Work instruction -> The output should be every line below that includes the word "usable".

Records from a data collection:
PR #251, opened 2016-11-17
ssh: Add StripCRReader for gocrypto on windows

bz2:
Fixes lp:1468752 by removing carriage returns from textual stdin
stream on windows when using gocrypto to communicate with remote
machine.

This is part one of making ssh from windows to a unix machine
more usable. Notably, this doesn't enable the passing of control
codes through to the remote shell, so for instance using a text
editor is still problematic.

QA steps
----

* Build juju using this version of utils for windows.
* Bootstrap with the resultant juju.exe
* `juju switch controller`
* `juju.exe ssh 0`
* On remote machine, `ls ~`
* See outout from ls and no other kipple.
* Run other commands as well, note `vi somefile` is still not usable.

### DIFF
--- a/ssh/ssh_gocrypto.go
+++ b/ssh/ssh_gocrypto.go
@@ -154,7 +154,7 @@ func (c *goCryptoCommand) ensureSession() (*ssh.Session, error) {
 	}
 	c.client = client
 	c.sess = sess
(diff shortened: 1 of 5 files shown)


bz2:
$$merge$$

PR #252, opened 2016-11-28
Decide when to use http or https port for winrm.

hoenirvili:
Forgot to add this lines of code in order to switch ports when we use HTTP port or HTTPS port.


hoenirvili:
$$build$$

PR #258, opened 2017-01-06
allow a cipher suite in common with standard gnutls

rogpeppe:
This should fix https://bugs.launchpad.net/juju-core/+bug/1654528
when incorporated into juju.


rogpeppe:
This is identical to PR 257, just targeted at 1.25.

rogpeppe:
$$merge$$

PR #3, opened 2018-08-30
Reintegrate my changes from the original version of statick, add some templates, fix bandit plugin

creffett:
All changes are released as public domain.


creffett:
(will mark as not WIP once I've finished testing these changes)

creffett:
Ready to merge!

.travis.yml
```diff
@@ -12,7 +12,7 @@ notifications:
 before_install:
   - sudo apt-get update
     #- cat install.txt | xargs sudo apt-get install -y
-  - sudo apt-get install -y clang-3.9 clang-format-3.9 clang-tidy-3.9 flawfinder libxml2 pylint python-git python-yapsy
+  - sudo apt-get install -y clang-3.9 clang-format-3.9 clang-tidy-3.9 flawfinder libxml2 pylint python-git python-yapsy findbugs flawfinder
```
denewiler: `flawfinder` is listed twice now.

statick_tool/plugins/tool/make_tool_plugin.py
```diff
@@ -101,10 +101,13 @@ def parse_output(self, package, output):
...
         issues = []
         for match in matches:
+            cert_reference = None
             warning_list = warning_parse.match(match[4])
+            if warning_list is not None and warning_list.groups(1)[0] in warnings_mapping.keys():
+                cert_reference = warnings_mapping[warning_list.groups(1)[0]]
 
             if warning_list is None:
-                # Something's gone wrong if we don't match the [warning] format
+                # Something's gone wrong if we don't match the [waring] format
```
denewiler: This just added a typo.

creffett: So it did. Not sure where that came from, will fix.

.travis.yml
creffett: Good catch!

statick_tool/plugins/tool/clang_format_tool_plugin.py
```diff
@@ -59,7 +59,7 @@ def scan(self, package, level):
             output = subprocess.check_output([clang_format_bin,
                                               "--dump-config"],
                                              stderr=subprocess.STDOUT)
-            format_file_name = self.plugin_context.resources.get_file(".clang-format")
+            format_file_name = self.plugin_context.resources.get_file("_clang-format")
```
denewiler: Why do you want to switch from `.clang-format` to `_clang-format`? They appear to still have the same contents. I like `.clang-format` because you can copy it straight into your home directory and apply it to files and know that they will pass the statick check.

creffett: That's a holdover from the changes I made originally, I seem to recall having some issue with .clang_format vs _clang_format but I don't remember the specifics. I'll remove that change and see if it still works.

denewiler: Okay. If it doesn't work just put that change back and I'll open a new issue to investigate.

denewiler:
The default levels work for me. I'll add some fixes after this for a few tools that do not work.

PR #7, opened 2018-08-31
Add Sphinx documentation auto-generation in Travis

creffett:
Will need some configuration on Travis to let it auto-push the gh-pages branch, see https://github.com/Syntaf/travis-sphinx#obtaining-a-personal-access-token.


.travis.yml
```diff
@@ -14,7 +14,12 @@ before_install:
     #- cat install.txt | xargs sudo apt-get install -y
   - sudo apt-get install -y clang-3.9 clang-format-3.9 clang-tidy-3.9 flawfinder libxml2 pylint python-git python-yapsy findbugs
   - sudo -H pip install -r requirements.txt
+  - sudo pip install sphinx travis-sphinx
```
denewiler: These should be added to `requirements.txt`.

denewiler:
I added a personal access token for gh-pages and linked it to the Travis job. We should be good on that side.

.travis.yml
denewiler: Actually, I can see these being separate since they are only used by Travis, not by typical developers.

tdenewiler:
@creffett, looking good.

https://sscpac.github.io/statick/

PR #16, opened 2018-09-12
Handle missing binaries

tdenewiler:
This can be tested on a local developer machine by removing pep257 ( I used `sudo apt-get remove pep257`), going to the statick directory, and running `./statick . statick_output --profile self_check.yaml`. Without these changes statick should crash and not complete running. With these changes statick should print out a message saying that the tool failed to run, give a recommendation to install the tool, and then continue on to the next tool -- you should see a full report at the end.


denewiler:
There were several cases where Statick would crash if a tool was missing. This PR will now attempt to address all missing tools so that Statick reports failure for missing tools but continues gracefully for tools that are available.

denewiler:
Something weird is happening with Travis CI builds. The current master branch is now failing, and it is failing on the `travis-sphinx build` command. See https://travis-ci.org/tdenewiler/statick/builds/427989168. There are no statick issues reported. I'm going to approve this PR since it has the same cause for failure as the master branch.

PR #52, opened 2019-01-24
Adding a check in the exceptions module to ensure the issue to be ign…

tdenewiler:
…ored has an absolute path to the filename containing the issue. Documentation in the source code and users guide was updated to make it more clear that file exceptions require an absolute path to the issue filename.

@creffett. I think this is the minimum of what you wanted to see. Let me know if you want more changes for this initial pass at addressing exceptions for findbugs.


creffett:
Looks good here, thanks for taking care of that!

Answer to this exercise ->
more usable. Notably, this doesn't enable the passing of control
* Run other commands as well, note `vi somefile` is still not usable.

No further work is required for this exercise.